Missing At Random as Covariate Shift: Correcting Bias in Iterative Imputation
Luke Shannon, Song Liu, Katarzyna Reluga
TL;DR
This work addresses bias in iterative data imputation caused by MAR-induced covariate shift between observed and missing values. It reframes imputation as a risk minimisation problem and derives principled importance weights to align the training distribution with the unobserved target distribution. A bias-aware, weighted iterative imputation algorithm jointly estimates weights and conditional imputation models, using a density-ratio-based approach within a round-robin framework. Across eight diverse datasets, the proposed method reduces RMSE by up to 7% and Wasserstein distance by up to 20% relative to unweighted baselines, demonstrating practical improvements for downstream tasks while highlighting the importance of accounting for MAR in imputation.
Abstract
Accurate imputation of missing data is critical to downstream machine learning performance.
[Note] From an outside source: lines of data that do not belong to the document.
PR #707, opened 2019-10-02
Modules outside canvases

mondoreale:
- [x] Clean-up (remove unused functions etc.)
- [x] Don't allow tabbing through fields of modules with `pointer-events: none`
- [x] Fix modules with UI (complex modules)
- [x] Fix a type on commit message – "Unnecessary FloxFixMe"
- [x] Group stories by module's search category to avoid hitting chromatic's size limitation

Guys, please have a look if you have a sec. It's WIP, but you can already get the idea, which is, in short:
- I've added `useCanvas`, `useModule`, and `useModuleApi` hooks
- I use context API to pass `api`, `canvas`, and `module` down the tree. It was optional I feel but seems nicer.
- `ModuleRenderer` can render any module copied using @timoxley's Copy-Pasté method implemenation.

lmk what you think!


app/src/editor/canvas/components/ModuleRenderer/useCanvas.js
```diff
@@ -0,0 +1,47 @@
...
+        isAdjustable,
+        isEditable,
+        isRunning,
+    }), [
+        canvas,
+        isAdjustable,
+        isEditable,
+        isRunning,
+    ])
+}
```
timoxley: I like this, though note we already have a `useCanvas` over in `CanvasController`. Maybe these can be unified somehow.

app/src/editor/canvas/components/ModuleRenderer/useModuleApi.js
```diff
@@ -0,0 +1,26 @@
...
+    moduleSidebarOpen: () => {},
+    port: {
+        onChange: () => {},
+        setPortOptions: () => {},
+    },
+    selectModule: () => {},
+    setCanvas: () => {},
+}): Context<ModuleApi>)
+
+export default (): ModuleApi => useContext(ModuleApiContext)
```
timoxley: The original idea was actually to pass `api` as a prop until we get multi-context with hooks, so this basically matches the plan.

app/src/editor/canvas/components/ModuleRenderer/modules.js
```diff
@@ -0,0 +1,173 @@
+// @flow
+
```
timoxley: Hrm, this list is yet another thing we need to manually update if a module is added or removed. FYI we're already a few steps out of sync with what's available on the backend. Can this stay dynamic like it is in `ModuleHelp`? If not, this should probably live near where these are defined in the docs.

update: ahh it's only used in the story. Hrm, maybe it should live with the story then, otherwise someone might be tempted to import this instead of using the webpack dynamic import thing.

app/.eslintrc.js
```diff
@@ -15,5 +15,10 @@ module.exports = exports = {
     rules: {
         'react-hooks/rules-of-hooks': 'error',
         'react-hooks/exhaustive-deps': 'warn',
+        'no-unused-vars': 'warn',
+        'no-multiple-empty-lines': 'warn',
+        'jsx-a11y/no-noninteractive-tabindex': 'warn',
+        'react/jsx-indent': 'warn',
+        'max-len': 'warn',
```
timoxley: Curious why you needed to change these.
Maybe should discuss or ideally disable on a case-by-case basis.
i.e. If they're just warnings maybe we just should turn them off otherwise the warnings are meaningless noise?

app/webpack.config.js
```diff
@@ -241,6 +241,8 @@ module.exports = {
                     // skip stories
                     '**/*.stories.js',
                     '**/*.stories.jsx',
+                    // and files used by stories
+                    'src/editor/canvas/components/ModuleRenderer/modules.js',
```
timoxley: ahh

app/.eslintrc.js
mondoreale: I want more rules to guide, less to enforce – gives more freedom in prototyping.

And noise isn't entirely meaningless. I do care that my builds are green. Warnings bother me. But when I'm playing around and my line happens to be too long, and it blocks me…, man, that's annoying.

I, btw, don't wanna use `/* eslint-disable */`. It tends to be overused or forgotten, or applied too widely.

Hope it makes sense. :)

app/src/editor/canvas/components/ModuleRenderer/useCanvas.js
mondoreale: Yep, I'll look at the other one and see if I can unify. Fair point.

timoxley: Hm, I predict might have some trouble because of the chain of dependencies required to figure out isAdjustable, isEditable, isRunning. They need stuff from permissions and also some spaghetti state that lives in the RunController.

fonty1:
Sorry for the slowness, just finished something I was working on, at a quick glance this doesn't affect any of my work if you want to merge it straight in. I'll give it an eye after 🌭🍕

app/.eslintrc.js
fonty1: `error` -> `warn` for these are a great idea IMO 👍 I too like to live dangerously.

fonty1: I do hope that builds keep somewhat clean of warnings though, I suppose the negative here is that there could be an accumulation of warnings from various merges. Still in favour!

mondoreale:
@fonty1 I updated module defs in 4d076e5. Map, image map, heat map, table, chart, button, java, a couple of solidity-based modules (etc.) render their custom UI now.

I have to go now. I'll fix chromatic when I'm back.

mondoreale:
Build goes green => merge.

mondoreale:
It's red but tests pass on my machine so I'm pressing that merge button. Hope it'll fly elegantly. 🎈

PR #711, opened 2019-10-08
[PLATFORM-1067] Community product statistics

tumppi:
Add overview section for product page that gets shown when we're dealing with a community product. It will query `/stats` endpoint. Member graph uses `joinPartStream` to plot member count as a function of time.

Missing features:
 - getting subscriber count and admin fee from blockchain (https://github.com/streamr-dev/streamr-platform/pull/696 will enable us to get at least admin fee)

Here's some test data for joinPartStream. Basically you have to deploy a CP and use stream editor to upload this data for the joinPartStream.
https://www.dropbox.com/s/sw50bef3vrxbh7b/joinpart_data.csv?dl=0

### DIFF
--- a/app/package.json
+++ b/app/package.json
@@ -38,7 +38,7 @@
     "collectCoverage": true,
     "coverageThreshold": {
       "global": {
-        "lines": 33
+        "lines": 32
       },
       "./src/userpages/": {
         "lines": 10
--- a/app/package.json
+++ b/app/package.json
@@ -236,7 +236,7 @@
     "storybook-addon-jsx": "^5.4.0",
     "storybook-chromatic": "^1.2.0",
     "storybook-react-router": "^1.0.1",
-    "streamr-client": "^2.0.0-beta.7",
+    "streamr-client": "^2.2.2",
     "stringify-object": "^3.2.2",
     "style-loader": "^0.21.0",
     "stylelint": "^10.0.1",
--- a/app/package.json
+++ b/app/package.json
@@ -38,7 +38,7 @@
     "collectCoverage": true,
     "coverageThreshold": {
       "global": {
-        "lines": 34
+        "lines": 33
       },
       "./src/userpages/": {
         "lines": 10
@@ -236,7 +236,7 @@
     "storybook-addon-jsx": "^5.4.0",
     "storybook-chromatic": "^1.2.0",
     "storybook-react-router": "^1.0.1",
-    "streamr-client": "^2.2.2",
+    "streamr-client": "^2.0.0-beta.7",
     "stringify-object": "^3.2.2",
     "style-loader": "^0.21.0",
     "stylelint": "^10.0.1",
--- a/app/package.json
+++ b/app/package.json
@@ -222,6 +222,7 @@
     "react-syntax-highlighter": "^10.1.2",
     "react-toggle-switch": "^3.0.4",
     "react-transition-group": "^2.2.1",
+    "react-vis": "^1.11.7",
     "reactstrap": "^6.5.0",
     "redux": "^4.0.0",
     "redux-actions": "^2.6.1",
--- a/app/src/marketplace/components/ProductPage/MembersGraph/index.jsx
+++ b/app/src/marketplace/components/ProductPage/MembersGraph/index.jsx
@@ -18,6 +18,27 @@ type Props = {
     joinPartStreamId: string,
     authApiKeyId: ?ResourceKeyId,
     memberCount: number,
+    shownDays: number,
+}
+
+const getDiffCoefficient = (type) => {
+    if (type === 'join') {
+        return 1
+    } else if (type === 'part') {
+        return -1
+    }
+    return 0
+}
+
+const getResendOptions = (resendDays) => {
+    const fromDate = Date.now() - (resendDays * 24 * 60 * 60 * 1000)
+    return {
+        resend: {
+            from: {
+                timestamp: fromDate,
+            },
+        },
+    }
 }
 
 const axisStyle = {
@@ -31,8 +52,14 @@ const axisStyle = {
     },
 }
 
-const MembersGraph = ({ className, joinPartStreamId, authApiKeyId, memberCount }: Props) => {
-    const [shownDays, setShownDays] = useState(7)
+const MembersGraph = ({
+    className,
+    joinPartStreamId,
+    authApiKeyId,
+    memberCount,
+    shownDays,
+}: Props) => {
+    const [memberCountUpdatedAt, setMemberCountUpdatedAt] = useState(Date.now())
     const [memberData, setMemberData] = useState([])
     const [graphData, setGraphData] = useState([])
 
@@ -40,10 +67,9 @@ const MembersGraph = ({ className, joinPartStreamId, authApiKeyId, memberCount }
     const subscriptionRef = useRef()
 
     const onMessage = useCallback((data, metadata) => {
-        console.log('Got data from stream:', data, metadata)
         const entry = {
             timestamp: metadata.messageId.timestamp,
-            diff: data.addresses.length * (data.type === 'join' ? 1 : -1),
+            diff: data.addresses.length * getDiffCoefficient(data.type),
         }
         setMemberData((oldArray) => [
             ...oldArray,
@@ -61,29 +87,19 @@ const MembersGraph = ({ className, joinPartStreamId, authApiKeyId, memberCount }
             autoConnect: true,
             autoDisconnect: false,
         })
-        console.log('Created streamr-client')
         return client
     }, [])
 
-    const subscribe = useCallback((client, streamId) => {
-        // get 90 days of data
-        // const fromDate = Date.now() - (90 * 24 * 60 * 60 * 1000)
+    const subscribe = useCallback((client, streamId: string) => {
+        setMemberData([])
         const sub = client.subscribe({
             stream: streamId,
-            resend: {
-                last: 100,
-                /*
-                from: {
-                    timestamp: fromDate,
-                },
-                */
-            },
+            ...getResendOptions(shownDays),
         }, (data, metadata) => {
             onMessage(data, metadata)
         })
-        console.log('Subscribed to', streamId)
         return sub
-    }, [onMessage])
+    }, [onMessage, shownDays])
 
     useEffect(() => {
         const client = createClient(authApiKeyId)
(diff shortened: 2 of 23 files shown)


app/package.json
```diff
@@ -222,6 +222,7 @@
     "react-syntax-highlighter": "^10.1.2",
     "react-toggle-switch": "^3.0.4",
     "react-transition-group": "^2.2.1",
+    "react-vis": "^1.11.7",
```
timoxley: While from a quick glance I definitely like `react-vis` more than `highcharts`, I wonder if we should use `highcharts` simply because we already have it bundled. 

https://bundlephobia.com/result?p=react-vis@1.11.7

image

Though I would like to move away from `highcharts` so maybe we should just plan to replace `highcharts` with `react-vis` for the chart component? Either way we should probably only use a single charting lib.

app/src/marketplace/components/ProductPage/MembersGraph/index.jsx
```diff
@@ -0,0 +1,172 @@
...
+    }, [onMessage, shownDays])
+
+    useEffect(() => {
+        const client = createClient(authApiKeyId)
+        clientRef.current = client
+    }, [authApiKeyId, createClient])
+
+    useEffect(() => {
+        if (clientRef.current) {
+            const sub = subscribe(clientRef.current, joinPartStreamId)
```
timoxley: Doesn't look like this cleans up the client/subscription when the component is unmounted.

app/src/marketplace/components/ProductPage/MembersGraph/index.jsx
```diff
@@ -0,0 +1,172 @@
...
+            ...getResendOptions(shownDays),
+        }, (data, metadata) => {
+            onMessage(data, metadata)
+        })
+        return sub
+    }, [onMessage, shownDays])
+
+    useEffect(() => {
+        const client = createClient(authApiKeyId)
+        clientRef.current = client
```
timoxley: Note if the API key changes, the previously set up client & its subscriptions will continue to exist.

Maybe consider using the `Client` and `Subscription` components out of `editor/shared`:

https://github.com/streamr-dev/streamr-platform/blob/16780d64d544c31fe89c33da22161074b9c0113c/app/src/editor/shared/components/Client.jsx

https://github.com/streamr-dev/streamr-platform/blob/16780d64d544c31fe89c33da22161074b9c0113c/app/src/editor/shared/components/Subscription.jsx

They're tested and have handling for edge cases and clean up.

app/src/marketplace/components/ProductPage/MembersGraph/index.jsx
```diff
@@ -0,0 +1,172 @@
...
+            x: memberCountUpdatedAt,
+            y: memberCount,
+        }]
+        const data = memberData.reduce((acc, element, index) => {
+            acc.push({
+                x: element.timestamp,
+                y: acc[index].y + element.diff,
+            })
+            return acc
+        }, initialData)
```
timoxley: neat 👍, also maybe warrants a short comment

app/src/marketplace/components/ProductPage/MembersGraph/index.jsx
```diff
@@ -0,0 +1,172 @@
...
+    const [graphData, setGraphData] = useState([])
+
+    const clientRef = useRef()
+    const subscriptionRef = useRef()
+
+    const onMessage = useCallback((data, metadata) => {
+        const entry = {
+            timestamp: metadata.messageId.timestamp,
+            diff: data.addresses.length * getDiffCoefficient(data.type),
+        }
```
timoxley: 👍 maybe a comment that explains what this is doing

app/src/marketplace/components/ProductPage/ProductOverview/index.jsx
```diff
@@ -0,0 +1,180 @@
...
+        if (isDeploying) {
+            getStats()
+        }
+    }, CP_SERVER_POLL_INTERVAL_MS)
+
+    useEffect(() => {
+        getStats()
+    }, [getStats])
+
+    const productAgeMs = Date.now() - new Date(product.created || 0).getTime()
```
timoxley: uh, note that `new Date(0)` is `Jan 01 1970`, if there's no created date, perhaps `Date.now() - 1000` or something  would be a better default, so that it doesn't think the product is 50 years old? Though maybe a crazy date would reveal bugs more easily?

app/src/marketplace/components/ProductPage/ProductOverview/index.jsx
```diff
@@ -0,0 +1,180 @@
...
+                                >
+                                    <Dropdown.Item value="7">Last 7 days</Dropdown.Item>
+                                    <Dropdown.Item value="28">Last 28 days</Dropdown.Item>
+                                    <Dropdown.Item value="90">Last 90 days</Dropdown.Item>
+                                </Dropdown>
+                            </div>
+                            <MembersGraph
+                                className={styles.graph}
+                                authApiKeyId={authApiKeyId}
+                                joinPartStreamId="DRaCVLn1TOWpe7I76gN8hA"
```
timoxley: This should probably be an environment variable since it will change depending on the environment this is running in, right? Actually, where does this come from?

app/src/marketplace/components/ProductPage/ProductOverview/index.jsx
```diff
@@ -0,0 +1,180 @@
...
+            const result = await getCommunityStats(product.beneficiaryAddress)
+            if (!isMounted) {
+                return
+            }
+            result.totalEarnings = 100
+            result.memberCount = {
+                total: 100,
+                active: 80,
+                inactive: 20,
+            }
```
timoxley: We should make sure these don't accidentally make it into production somehow.

app/package.json
tumppi: Yeah, would be nice to have single charting library. I picked up `react-vis` because it was used on the homepage and had good baseline for styling already set up.

app/package.json
```diff
@@ -235,7 +236,7 @@
     "storybook-addon-jsx": "^5.4.0",
     "storybook-chromatic": "^1.2.0",
     "storybook-react-router": "^1.0.1",
-    "streamr-client": "^2.0.0-beta.7",
+    "streamr-client": "^2.2.2",
```
fonty1: FYI @timoxley the new client will require some changes in the editor, this can be reproduced when a canvas is started:

Screenshot 2019-10-15 at 10 29 23

app/src/marketplace/components/ProductPage/ProductOverview/index.jsx
tumppi: Ah, this is test data that works only on my machine. This would be replaced by value read from the community product smart contract. I'll fix this when we have all the necessary pieces from https://github.com/streamr-dev/streamr-platform/pull/696 👍

app/package.json
tumppi: Oh crap, I didn't test editor at all after this change 😞I had problems with 2.0.0 client but maybe we can work around them if editor changes are too big.

app/src/marketplace/components/ProductPage/ProductOverview/index.jsx
tumppi: I was thinking the latter option to reveal bugs more easily 👍

app/src/marketplace/components/ProductPage/MembersGraph/index.jsx
tumppi: I'll check them out!

app/src/marketplace/components/ProductPage/MembersGraph/index.jsx
```diff
@@ -0,0 +1,172 @@
...
+import React, { useEffect, useState, useRef, useCallback } from 'react'
+import StreamrClient from 'streamr-client'
+import {
+    XYPlot,
+    LineSeries,
+    XAxis,
+    YAxis,
+    HorizontalGridLines,
+} from 'react-vis'
+import '../../../../../node_modules/react-vis/dist/style.css'
```
fonty1: maybe: `import '$app/node_modules/react-vis/dist/style.css'`?

tumppi:
@timoxley: I'm now using `Client` and `Subscription` components. I'm noticing that resend seems very flaky. When I change the number of shown days for the graph I randomly get some data resent or not at all. Also seems that `onSubscribed` is not firing always. Any ideas?

If you want to get some data to the graph, use the file in the description to upload data and also replace joinPartStreamId in `ProductOverview/index.jsx line 148` with the joinPartStream you got when CP was deployed.

timoxley:
> I'm noticing that resend seems very flaky. When I change the number of shown days for the graph I randomly get some data resent or not at all. Also seems that onSubscribed is not firing always. Any ideas?

@tumppi is it possibly the same issue as https://github.com/streamr-dev/streamr-platform/pull/711#discussion_r334790721: Screenshot 2019-10-15 at 10 29 23

timoxley:
@tumppi I'll create a branch with the latest client and ensure the `Client`/`Subscription` components are working

tumppi:
@timoxley: It doesn't look like that. I'm not getting any errors in console. I noticed behaviour like this also with my (previous subscription) code but I thought updating to streamr-client version 2.2.2 solved it. It might have been something else then.

timoxley:
@tumppi I'm seeing `ModuleSubscription` tests failing for `streamr-client@2.2.2` specifically. Tests pass on `2.2.1`,  but it looks like [the change between `2.2.1` and `2.2.2` is community products related](https://github.com/streamr-dev/streamr-client-javascript/compare/e479b68927b8c6c5ce5d4fea8e8eb4309e55e9ec...7cb6790e2f53b984a2d8aa191ddda13f0df03b39) so rolling back to `2.2.1` probably won't fix it. I'm going to dig deeper to figure out what the underlying issue is, perhaps something about this? https://github.com/streamr-dev/streamr-client-javascript/compare/e479b68927b8c6c5ce5d4fea8e8eb4309e55e9ec...7cb6790e2f53b984a2d8aa191ddda13f0df03b39#diff-b33004f77181ebaafb1f0c41f5c34f07R45-R53.

timoxley:
@tumppi ok here's a branch to rebase on https://github.com/streamr-dev/streamr-platform/pull/717

Try that and see if your issue goes away. If not I'll try debugging on this branch. Might be that we need more tests around the subscription/client.

It may be something to do with this:

 ```JS
<Subscription  key={`${joinPartStreamId}-${shownDays}`} … 
```

Rapidly changing the key will lead to many subscriptions being created and immediately thrown away,  and neither the wrapper nor the client have been comprehensively tested for rapid subscribe/unsubscribe. Possible it's triggering a timing bug in the client, or in our wrapper.

Also, make sure you're running the latest docker images e.g.

```
docker pull streamr/tracker:dev && docker pull streamr/broker-node:dev && docker pull streamr/engine-and-editor:dev && streamr-docker-dev start 5
```

**Comment by tumppi** [comment]
Yeah, might well be that key thing. Do you have any suggestions how to get resend without changing the subscription key? Because the graph relies on resend to get data for different time windows. Of course we could always get data for 28 days but only show a portion of it.

**Comment by timoxley** [comment]
> Do you have any suggestions how to get resend without changing the subscription key?

I'll poke around a bit, it's definitely possible.

File: app/src/marketplace/components/ProductPage/MembersGraph/index.jsx [hunk 11]
```diff
@@ -0,0 +1,145 @@
...
+                    color="#0324FF"
+                    opacity={1}
+                    strokeStyle="solid"
+                    strokeWidth="4"
+                    data={graphData}
+                />
+                <XAxis
+                    hideLine
+                    style={axisStyle}
+                    tickTotal={7}
```
fonty1: something like this might help format the x-axis:
https://github.com/streamr-dev/landing-page/blob/805aeba05328bf7165a03a2f1859b0b8420877a8/src/components/Top/Token/PriceGraph/index.jsx#L171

We formulate missing data imputation as a risk minimisation problem, which highlights a covariate shift between the observed and unobserved data distributions. This covariate shift induced bias is not accounted for by popular imputation methods and leads to suboptimal performance. In this paper, we derive theoretically valid importance weights that correct for the induced distributional bias. Furthermore, we propose a novel imputation algorithm that jointly estimates both the importance weights and imputation models, enabling bias correction throughout the imputation process. Empirical results across benchmark datasets show reductions in root mean squared error and Wasserstein distance of up to 7% and 20%, respectively, compared to otherwise identical unweighted methods.